The media and regulators have heightened their focus on perceived hospice fraud and abuse. A Washington Post article describes how Medicare rules create a booming business in hospice care for people who are not dying, resulting in hospice firms draining money from Medicare. The article focuses on how the number of “hospice survivors” in the United States has risen, attributing the rise in part to hospice companies that earn more by recruiting patients who are not actually dying.
According to The Washington Post’s analysis of more than 1 million hospice patient records over 11 years in California, the proportion of patients who were discharged alive from hospice care rose 50 percent between 2002 and 2012. Longer stays are more profitable, the article states, because hospice companies generally spend more on patients when they begin care and again when the patients are at the end of their lives.
The federal government also is studying hospice length of stay, particularly in the nursing home and assisted living settings. According to a May 1, 2014, study titled “Medicare Hospice Payment Reform: A Review of the Literature (2013 Update),”performed by Abt Associates for the Centers for Medicare and Medicaid Services (CMS), hospice length of stay has increased 48 percent between 1998 and 2008. Although the average length of stay for chronic kidney disease and cancers remained relatively stable during this timeframe, the average length of stay increased significantly for most other diagnoses. The largest increase was for nonspecific diagnoses such as “debility, not otherwise specified,” “adult failure to thrive,” Alzheimer’s disease, and non-Alzheimer’s dementia. According to Abt, some studies also have noted an increased length of stay for hospice patients who live in a nursing home.

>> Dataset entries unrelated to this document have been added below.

Issue #233, opened 2020-05-02
Do not use stdlib.random for Discovery5


cheatfate:
We are still using stdlib.random in discovery5 code. Current version of nim stdlib's `random` module is implementation of xoroshiro128+.

> XorShift and Xoroshiro are LFSRs. LFSRs are a component of some hardware-implementation-focused algorithms. LFSRs are not secure on their own. They are linear, so their state (and thus future output) can be predicted from a few known output bits. Additional operations have to be used in stream ciphers that utilize LFSRs.
> 
> Mersenne twister is based on a generalized feedback shift register, so it has similar properties. (Note that generalized does not mean better. Algorithms recommended by Sebastiano Vigna are faster, smaller, and have better quality ouput.)

kdeme:
True, it is still used for selecting "random" nodes from the routing table.
More specifically here: https://github.com/status-im/nim-eth/blob/master/eth/p2p/discoveryv5/routing_table.nim#L267 , there is already a TODO note about it there.

I think it is less harmful (much more difficult to abuse) than on other locations, as the routing table itself already has some "randomness" to it. Hence the question form in the TODO, but sure, better be safe and change this.

Issue #271, opened 2020-07-09
Adjust approach of randomNodes to a more lookup based system for providing peers


kdeme:
Currently lookups are done automatically at specific interval.
Applications using discoveryv5 can then request nodes with `randomNodes`. This will select nodes from the routing table.
If wanted, `lookup` or `randomLookup` can still be called to provide potentially extra peers.

It might however be of interest to only use `randomLookup` (or `lookup`) to provide peers. Discovery could have a timer to be sure that a lookup is done every x minutes, in case it would not be trigger by the application.

EDIT: Some discussion and thinking has brought us to the conclusion (see comments below) that `randomNodes` in its current form is not only inefficient, but also likely to have security flaws. Additionally, the idea of using `randomLookup` directly does not seem to get much approval. The alternative idea is something proposed a while back with an additional structure holding latest discovered nodes through lookup, which would be triggered to provide these peers after a new lookup.

kdeme:
The interest might be two-folded:
- More usefull nodes might be passed to the application using them, especially in case of a small routing table (say bitsPerHop=1).
- It sounds like a more resilient way in case of a big amount of malicious nodes in the routing table. Say that the routing table is practically full, and contains a lot of malicious nodes, then `lookups` should still provide a decent amount of other nodes (at least if there are enough good peers still in the routing table).

kdeme:
On the topic of efficiency, suggestions have been made (mostly by @cheatfate) to work on improving the `randomNodes` call.
One such suggestion was to trigger an event when new nodes are added to the routing table, and to make `randomNodes` an `async proc` waiting on this event. Next to that, to return only nodes that were not returned in previous call (or perhaps even calls).

Giving this some thought, I believe this can introduce a security risk. Especially when the number of nodes in the routing table is still low or almost none, e.g. before or during first lookup. 
A malicious actor could make it so that the first set of nodes to be passed on for the application to be used, be a set of nodes that it controls (or at least a big part of them). And it could probably make the next sets biased.
- This could be done passively, e.g. if it would control a bootstrap node or manage to poison a bootstrap node with many of its nodes. And then if that node would be within the first ones used to do a lookup. But this would not be so easy achievable (as findNode requests are done in parallel by 3).
[...]

PR #272, opened 2020-07-10
Use brHmacDrbgGenerate for all random operations in discovery

kdeme:
Alright, this is an attempt to resolve https://github.com/status-im/nim-eth/issues/233.

Random is currently used for 3 things in discovery v5:
1. `randomNodes`, to get a random selection of nodes from the routing table (random node in random bucket)
2. `nodeToRevalidate`, to get a random bucket
3. `revalidateLoop`, to ping on an average interval, but not always the same interval.

I believe all 3 would be rather difficult to abuse with current implementation, but perhaps not impossible. And with the idea of not using stdlib random in general to set good example and avoid mistakes, I decided to remove it. 

The idea of 1. is that it could perhaps be abused if an attacker manages to fill our routing table with a specific set of nodes, with node ids that would then be triggered to be selected in the first rounds of `randomNodes`. This is quite difficult because there is more randomization going on then just the `random` call. Discovery itself has a difficulty to it that you have to create specific node ids to be placed in the right buckets. And then the locations of your nodes in the buckets will highly depend on the order of network calls made. But if such effort could be done, it would be troublesome, yes.

Not sure how 2. could be abused, but it could be used to have your nodes being revalidated "as late as possible", but eventually they will be revalidated and removed if not reachable.

Then number 3., not sure why it was placed there originally (I noticed the go code also does this). I would assume it is against an attacker for making revalidating (pinging) fail each time in case the interval is fixed by timing some network congestion on that moment. Not sure about other scenarios.

Regarding the random helper calls, aside from the rng, I've based myself on the stdlib implementation mostly, however I noticed what I believe to be a bug in the stdlib at the location where possible modulo bias is removed. Please have a good look at this, I don't want to worsen things. :)
I've tested it with a `randMax=255` (uint8) version and it "seems" to be correct now. (testing with uint64 version would not easily give you practical differences).

Aside from these changes, 1. and 2. could probably also avoid using random in general:
1. I've thought about passing a random node ID and then selecting all neighbours, but I think this too is similarly playable. Perhaps better would be just to not use that call at all and start doing `loopupRandom`, see: https://github.com/status-im/nim-eth/issues/271. It will probably be more resilient in general, especially in case you use smaller routing tables (smaller b factor, less bucket splits, less nodes)
2. Here we could select the bucket that was last validated, I guess the random part is more of a simpler convenient way.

The Office of Inspector General (OIG) at the Department of Health and Human Services (HHS) published a July 2011 report – “Medicare Hospices That Focus on Nursing Facility Residents”– on hospices that served a high percentage of nursing home residents. According to the OIG, these hospices served beneficiaries who spent more time in care and typically enrolled beneficiaries whose diagnoses required less complex care. The OIG stated that some hospices may be seeking out beneficiaries with particular characteristics, including those with conditions associated with longer but less complex care who are often found in nursing homes. Among the suggestions the OIG made was to increase monitoring of hospices that depend heavily on nursing facilities and to modify the payment system for hospice care in nursing facilities as the current payment structure provides incentives for hospices to seek out beneficiaries in nursing facilities who often receive longer but less complex care.
In its 2014 work plan, the OIG focused on hospice length of stay in assisted living facilities. The OIG noted that assisted living residents have the longest lengths of stay in hospice care and that the Medicare Payment Advisory Commission has said the long stays bear further monitoring and examination.
Recently signed legislation will soon create greater federal oversight for hospice programs. On October 6, 2014, President Obama signed into law the IMPACT Act of 2014 (Improving Medicare Post-Acute Care Transformation Act of 2014). The hospice provisions increase the frequency of state inspections, mandating surveys not less frequently than once every 36 months until September 30, 2025. In addition, the law focuses on hospice programs that appear to enroll patients who are not near death by requiring a medical review of hospice programs with a high percentage of patients who receive care for 180 days or more. The Secretary of Health and Human Services is required to set a threshold percentage or number of patients receiving care for more than 180 days that will trigger a review.
Hospice programs can begin preparing now for the increased oversight of hospice length of stay. Although CMS still needs to clarify the threshold percentage that will trigger a medical review and the methodology for the review, hospice programs can start to address, monitor, or audit the following areas.
- Assess clinical documentation supporting hospice eligibility: Describe symptoms and diagnoses that support that the patient has a terminal condition and avoid vague terms or conclusory statements without documentation, such as “declining” or “needs hospice.”
- Review policies and procedures to ensure that there are protocols in place so that appropriate assessments are performed and documented to demonstrate that a beneficiary is and remains eligible for the hospice benefit.
- Conduct training on policies and procedures.
- Create and use audit tools to evaluate that hospice eligibility requirements are met, policies and procedures are followed, and there is appropriate documentation.